Programming Assignment 4 - Neighbor Trees

Advanced Programming I, Spring 2006


Due Date

This assignment is due by 5:30 p.m. on Friday, 24 March.

See the assignment turn-in page (last modified on 18 January 2006) for instructions on turning in your assignment.

Background

Let w be a word appearing on each of the pages i - n/2 through i + (n - n/2) of a text for non-negative n. The n-neighbors of w are all the words that also appear on each of the pages i - n/2 through i + (n - n/2).

Given a word w in a text, the n-neighbor tree T of w is a tree with w at its root and has the following properties true for every subtree of T:

  1. The children of the root of the subtree contain the words that are n-neighbors of the word at the root of the subtree.

  2. The children of the root of the subtree contain the words that do not appear anywhere else in T.
Property 2 implies that the final shape of the tree depends on how the tree was constructed.

The Problem

Write a program that generates n-neighbor trees found in some text. The name of the file containing the text is given on the command line; the specifications for the n-neighbor trees to construct are are read from std-in; the program displays the n-neighbor trees by calling a procedure described below.

The program should accept one or two command-line arguments. If there is one command-line argument, it should be taken as the name of the file containing the text to be analyzed. If there are two command-line arguments, the first should be taken as the name of a file containing stop words and the second should be taken as the name of the file containing the text to be analyzed.

A stop word is a word that should be ignored if it appears in the text being analyzed. If no stop words are given, all words in the text should be part of the analysis.

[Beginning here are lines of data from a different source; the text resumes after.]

PR #1827, opened 2025-01-15
GSYE-842: Provide filepath to ProfilesHandler.rotate_profile in order…

hannesdiedrich:
… to be used when rotating profile provided by file

## Proposed changes

-

### DIFF
--- a/src/gsy_e/gsy_e_core/user_profile_handler.py
+++ b/src/gsy_e/gsy_e_core/user_profile_handler.py
@@ -480,7 +480,11 @@ class ProfilesHandler:
         )
 
     def rotate_profile(
-        self, profile_type: InputProfileTypes, profile, profile_uuid: str = None
+        self,
+        profile_type: InputProfileTypes,
+        profile,
+        profile_uuid: str = None,
+        input_profile_path: str = None,
     ) -> Dict[DateTime, float]:
         """Reads a new chunk of profile if the buffer does not contain the current time stamp
         Profile chunks are either generated from single values, input daily profiles or profiles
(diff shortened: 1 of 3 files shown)


BigTava (approved):
LGTM

src/gsy_e/gsy_e_core/user_profile_handler.py
```diff
@@ -480,7 +480,11 @@ def _read_new_datapoints_from_buffer_or_rotate_profile(
         )
 
     def rotate_profile(
-        self, profile_type: InputProfileTypes, profile, profile_uuid: str = None
+        self,
+        profile_type: InputProfileTypes,
+        profile,
+        profile_uuid: str = None,
+        input_profile_path: str = None,
```
spyrostz, line 487: I agree but why the extra parameter here? If I recall correctly, this is exactly the reason why we allow `str` as the type of the `profile` parameter, in order to be able to support file paths. Did you try setting the profile path to the `profile` parameter and it did not work out?

hannesdiedrich: Please have a look into the [StrategyProfile](https://github.com/gridsingularity/gsy-e/pull/1827/files#diff-be775c2f1ca4ae57dbc0db44e06d4a7793116288106c1e06e6ade6f4793f8d52L128). If the profiles was already read once, the profile will be the profile for he first week. This will be used by the read_arbitrary_profile which will re-use it, but even worse: it will convert it again into kWh. The latter resulted in very low energy demands that are close to or lower than our Floating_point_tollerance.

I am open to better solutions here.

spyrostz: I think that you can use the `input_profile` in the `StrategyProfile` class. Let me leave a possible suggestion that you can also double check if it works out.

src/gsy_e/models/strategy/strategy_profile.py
```diff
@@ -128,7 +128,10 @@ def read_or_rotate_profiles(self, reconfigure=False):
             profile = self.profile
```
spyrostz, line 129: It needs to be checked whether it violates the previous if clauses, however the solution can be similar to this, so that the profile variable is overridden if we need to rotate a profile that originates from a CSV file: 

```suggestion
if isinstance(self.input_profile, str):
    profile = self.input_profile
```

hannesdiedrich: ` if isinstance(self.input_profile, str):` will always we True for all the market slot in the simulation which will result in calling the read_arbitrary_profile inside the ProfilesHandler on every market slot, which is not what we want.

spyrostz (approved):
LGTM

PR #1839, opened 2025-02-03
GSYE-846: export carbon_emissions when imported_exported_energy is no…

BigTava:
…n empty dict

## Proposed changes

-

**GSY_FRAMEWORK_BRANCH**=feature/GSYE-846

### DIFF
--- a/src/gsy_e/gsy_e_core/export.py
+++ b/src/gsy_e/gsy_e_core/export.py
@@ -35,6 +35,7 @@ from gsy_framework.data_classes import (
 )
 from gsy_framework.enums import AvailableMarketTypes, BidOfferMatchAlgoEnum
 from gsy_framework.utils import mkdir_from_str
+from gsy_framework.sim_results.carbon_emissions.results import CarbonEmissionsHandler
 from pendulum import DateTime
 
 import gsy_e.constants
@@ -93,12 +94,18 @@ class ExportAndPlot:
 
     # pylint: disable=too-many-arguments
     def __init__(
-        self, root_area: Area, path: str, subdir: str, endpoint_buffer: "SimulationEndpointBuffer"
+        self,
+        root_area: Area,
+        path: str,
+        subdir: str,
+        endpoint_buffer: "SimulationEndpointBuffer",
+        country_code: str,
     ):
         self.area = root_area
         self.endpoint_buffer = endpoint_buffer
         self.file_stats_endpoint = file_export_endpoints_factory()
         self.raw_data_subdir = None
+        self.country_code = country_code
         try:
             if path is not None:
                 path = os.path.abspath(path)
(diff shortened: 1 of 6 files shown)


src/gsy_e/gsy_e_core/export.py
```diff
@@ -124,12 +131,31 @@ def _export_json_data(self) -> None:
...
                 json.dump(value, outfile, indent=2)
 
+        if self.country_code:
+            carbon_emissions_handler = CarbonEmissionsHandler()
+
+            imported_exported_energy = json_report.get("imported_exported_energy")
+            carbon_emissions = {}
+            if imported_exported_energy != {}:
+                carbon_emissions = (
+                    carbon_emissions_handler.calculate_from_gsy_imported_exported_energy(
```
hannesdiedrich, line 150: From here, I do not see an option to provide a carbon ratio csv file, which we discussed should be possible for a cli user. 
Providing the path to the carbon ration file should probably be a cli option and saved in the simulation config. Maybe there is a better way. Let's discuss. 
In any case, there should be a validator that checks if the carbon ration file contains values for all time slots in the simulation .

hannesdiedrich (changes requested):
Please enable the cli user to provide a path to a carbon ration CSV file. Thanks a lot!

src/gsy_e/gsy_e_core/export.py
BigTava: Yes, I should have explained why I decided to keep the country code. What we are solving with the CarbonEmissionsHandler is essentially the calculation of the carbon ratio. It is very unlikely that a cli user will spend time to generate a file with the carbon ratio for every hour compatible with our interface, because that is essentially the problem we are solving for him. In addition, the calculate_from_carbon_ratio_and_imported_energy offers a simple interface to calculate the results in a post-processing step, which is what we use in research-scripts. So, with this approach we offer a simple and accessible solution to calcule the carbon footprint from non-granular and out-of-date sources. With the file path option we could offer a flexible and precise solution to calculate the carbon footprint, but most likely nobody will use it, particularly when the real sauce for retrieving precise hourly carbon ratios from Entosoy-e  is now in our private repo.

BigTava: Let me know if you agree with the explanation and if it needs further explanation. Very grateful for your attention in reviewing and discussing

spyrostz: IMO this option should be provided. I am fairly certain that we will use this feature in future project studies / simulations, in which case we will need to provide detailed CO2 emission files with 15-min / hourly resolution, in order to have substantial and detailed results. Therefore we cannot rely in monthly / yearly aggregated data, but we should give the capability to the CLI user (us, essentially) to provide CO2 emission data profiles.

spyrostz: In order to avoid doing it in the postprocessing for future projects, I would recommend to just add the carbon_ratio_file_path. In order to not complicate the structure of the solution, as a starting point I would recommend to save the timeseries data from the file in the `GlobalObjects` singleton class, by creating a new class that is instantiated there and manages only the carbon footprint file data. This class can then be imported in the CSV results files generator, and use the Carbon Emissions in order to calculate the footprint and savings.

spyrostz (approved):
LGTM

PR #1840, opened 2025-02-07
GSYE-775: Use price settings of loads and pvs for the FIT and MMR in …

hannesdiedrich:
…the homes when running in non-P2P mode

## Proposed changes

-


src/gsy_e/gsy_e_core/non_p2p_handler.py
```diff
@@ -43,15 +47,31 @@ def _get_energy_rates_from_infinite_bus(self, scenario: Area):
...
+        mmr = None
+        fit = None
+        for area in home_area.children:
+            if isinstance(area.strategy, (LoadHoursStrategy, DefinedLoadStrategy)):
+                mmr = area.strategy.bid_update.final_rate_input
+            if isinstance(area.strategy, (PVStrategy, PVUserProfileStrategy)):
+                fit = area.strategy.offer_update.final_rate_input
+
+        energy_sell_rate = self._energy_sell_rate if mmr is None else mmr
+        energy_buy_rate = self._energy_buy_rate if fit is None else fit
```
hannesdiedrich, line 60: The `mmr` and `fit` will never be None, because of the default values of the strategies. 
So, this if statement does not have an effect and the user can not globally change the MMR and FIT via the one market maker. They have to individually change the rates in the strategies.
I wonder if this is a good approach or wether we should add some setting/flag that toggles using the global market maker or not. 
What do you think @spyrostz ?

spyrostz: Hmm , this I need to check, because if I recall correctly these strategy parameters are overridden if a global market maker rate is set. Editing the comment in a bit

hannesdiedrich: We toogle using the global setting with the `use_market_maker_rate` in the strategies. But this only applies to the market maker rate. 
My point here was, that the if statement here does not have an effect, because either the strategy setting will be used, or if not set, the default value is set. If `use_market_maker_rate` is True, the global market maker will be used. 
So, I could remove these if statements and it would work the same. 
The only missing part: The user will not be able to globally set the FIT. This is OK IMO and could be handled when needed. What do you think?

spyrostz: Thanks for the clarification here, and I agree, the non-P2P should explicitly demand by the user to set up custom rates per home. If you can remove the ifs it would be great, thanks!

spyrostz (approved):
LGTM once the comment thread is fixed

src/gsy_e/gsy_e_core/non_p2p_handler.py
hannesdiedrich: @spyrostz I was about to change this, but I was seeing one corner case: Let's say that there is no Load or PV in the house, e.g. only a heat pump. Then, the global MMR and FIT should be used, right?
So, I propose to leave it as is now. Do you agree?

spyrostz: Fair point, I think that the custom rates apply also to the heat pumps and storages, despite that better to play it safe and leave it as is as you suggested.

For example, in the command

$ nn-tree wealth.txt
wealth.txt is the name of the file containing the text to be analyzed. In the command line
$ nn-tree ignore origins.txt
ignore is the name of the file containing stop words and origins.txt is the name of the file containing the text to be analyzed.

Input

There are three kinds of inputs: the text to be analyzed, the n-neighbor tree specifications read from std-in, and stop words to use.

The Text

The format of the input text is identical to that of Assignment 3.

Tree Specifications

A tree specification has the form
word n
where word is the word that should appear at the root of the n-neighbor tree created and n is a non-negative integer. For example, the specification
? nail 3
Specifies a 3-neighbor tree for the word "nail".

Stop Words

The stop-word file is a text file; each word in the file should be taken as a stop word. The the file stop-words in the /export/home/class/CS-503/a4 assignment directory contains an example stop-word file.

Output

The prompt "? " (that is, a question mark followed by a space) should be output to std-out each time the program is ready for a query.

Under non-error conditions, the program outputs an n-neighbor tree by calling the procedure

void show_tree(const tree_node * const);
Passing a pointer to the root of the tree or 0 if there is no tree. The file show-tree.cc in the /export/home/class/CS-503/a4 assignment directory contains the code for show_tree(). This file should be compiled and linked in to your code.

The definition for tree-node used by show_tree() can be found in the file tree-node.h, which can also be found in the assignment directory. You may extend this definition any way you see fit, but you should not change the declarations for the existing member functions (tree_node::child_count(), tree_node::get_child(), and tree_node:: get_word()).

Error messages should be brief and informative, and written to std-out (not std-err) preceded by "! " (that is, an exclamation point followed by a space).

Testing

You can continue to use the Assignment 3 test files for this assignment; they can be found in the Assignment 3 directory.


This page last modified on 22 March 2006.